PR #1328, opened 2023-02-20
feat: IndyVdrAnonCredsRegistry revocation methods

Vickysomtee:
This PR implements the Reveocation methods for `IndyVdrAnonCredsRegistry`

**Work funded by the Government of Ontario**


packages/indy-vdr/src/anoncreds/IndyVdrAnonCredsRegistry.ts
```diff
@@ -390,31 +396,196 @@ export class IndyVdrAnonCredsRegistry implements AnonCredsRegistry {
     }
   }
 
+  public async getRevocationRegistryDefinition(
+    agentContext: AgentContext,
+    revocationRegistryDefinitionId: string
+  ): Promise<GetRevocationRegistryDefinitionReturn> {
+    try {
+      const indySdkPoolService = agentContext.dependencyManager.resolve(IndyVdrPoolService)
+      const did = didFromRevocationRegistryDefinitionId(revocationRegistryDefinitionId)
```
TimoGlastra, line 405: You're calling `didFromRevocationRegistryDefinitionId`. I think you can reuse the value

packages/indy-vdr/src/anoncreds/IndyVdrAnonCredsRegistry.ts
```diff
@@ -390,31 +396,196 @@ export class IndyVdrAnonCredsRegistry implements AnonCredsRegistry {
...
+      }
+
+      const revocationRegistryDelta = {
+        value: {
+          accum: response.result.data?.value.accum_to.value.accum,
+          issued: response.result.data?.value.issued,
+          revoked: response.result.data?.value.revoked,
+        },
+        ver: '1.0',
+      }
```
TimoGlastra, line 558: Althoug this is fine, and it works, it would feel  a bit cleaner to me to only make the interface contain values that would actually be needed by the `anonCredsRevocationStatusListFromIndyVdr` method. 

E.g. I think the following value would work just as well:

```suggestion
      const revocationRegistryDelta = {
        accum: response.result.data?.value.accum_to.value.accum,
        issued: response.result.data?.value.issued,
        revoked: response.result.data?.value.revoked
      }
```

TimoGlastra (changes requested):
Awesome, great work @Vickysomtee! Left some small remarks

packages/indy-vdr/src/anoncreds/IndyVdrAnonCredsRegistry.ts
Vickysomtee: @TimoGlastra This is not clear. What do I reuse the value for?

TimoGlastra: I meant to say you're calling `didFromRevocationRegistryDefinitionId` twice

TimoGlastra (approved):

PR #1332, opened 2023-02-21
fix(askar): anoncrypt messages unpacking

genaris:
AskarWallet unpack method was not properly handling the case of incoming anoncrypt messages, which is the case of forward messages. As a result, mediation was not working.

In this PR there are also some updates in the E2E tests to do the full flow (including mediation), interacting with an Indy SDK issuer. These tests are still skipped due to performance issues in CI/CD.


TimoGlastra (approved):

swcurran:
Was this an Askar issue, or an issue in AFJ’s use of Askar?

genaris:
--*--
## Instructions for the task
Beginning at the top of the data, please return every line until and including the line containing "Vickysomtee: @TimoGlastra This", copied exactly, and nothing past it.

## Answer section
PR #1328, opened 2023-02-20
feat: IndyVdrAnonCredsRegistry revocation methods

Vickysomtee:
This PR implements the Reveocation methods for `IndyVdrAnonCredsRegistry`

**Work funded by the Government of Ontario**


packages/indy-vdr/src/anoncreds/IndyVdrAnonCredsRegistry.ts
```diff
@@ -390,31 +396,196 @@ export class IndyVdrAnonCredsRegistry implements AnonCredsRegistry {
     }
   }
 
+  public async getRevocationRegistryDefinition(
+    agentContext: AgentContext,
+    revocationRegistryDefinitionId: string
+  ): Promise<GetRevocationRegistryDefinitionReturn> {
+    try {
+      const indySdkPoolService = agentContext.dependencyManager.resolve(IndyVdrPoolService)
+      const did = didFromRevocationRegistryDefinitionId(revocationRegistryDefinitionId)
```
TimoGlastra, line 405: You're calling `didFromRevocationRegistryDefinitionId`. I think you can reuse the value

packages/indy-vdr/src/anoncreds/IndyVdrAnonCredsRegistry.ts
```diff
@@ -390,31 +396,196 @@ export class IndyVdrAnonCredsRegistry implements AnonCredsRegistry {
...
+      }
+
+      const revocationRegistryDelta = {
+        value: {
+          accum: response.result.data?.value.accum_to.value.accum,
+          issued: response.result.data?.value.issued,
+          revoked: response.result.data?.value.revoked,
+        },
+        ver: '1.0',
+      }
```
TimoGlastra, line 558: Althoug this is fine, and it works, it would feel  a bit cleaner to me to only make the interface contain values that would actually be needed by the `anonCredsRevocationStatusListFromIndyVdr` method. 

E.g. I think the following value would work just as well:

```suggestion
      const revocationRegistryDelta = {
        accum: response.result.data?.value.accum_to.value.accum,
        issued: response.result.data?.value.issued,
        revoked: response.result.data?.value.revoked
      }
```

TimoGlastra (changes requested):
Awesome, great work @Vickysomtee! Left some small remarks

packages/indy-vdr/src/anoncreds/IndyVdrAnonCredsRegistry.ts
Vickysomtee: @TimoGlastra This is not clear. What do I reuse the value for?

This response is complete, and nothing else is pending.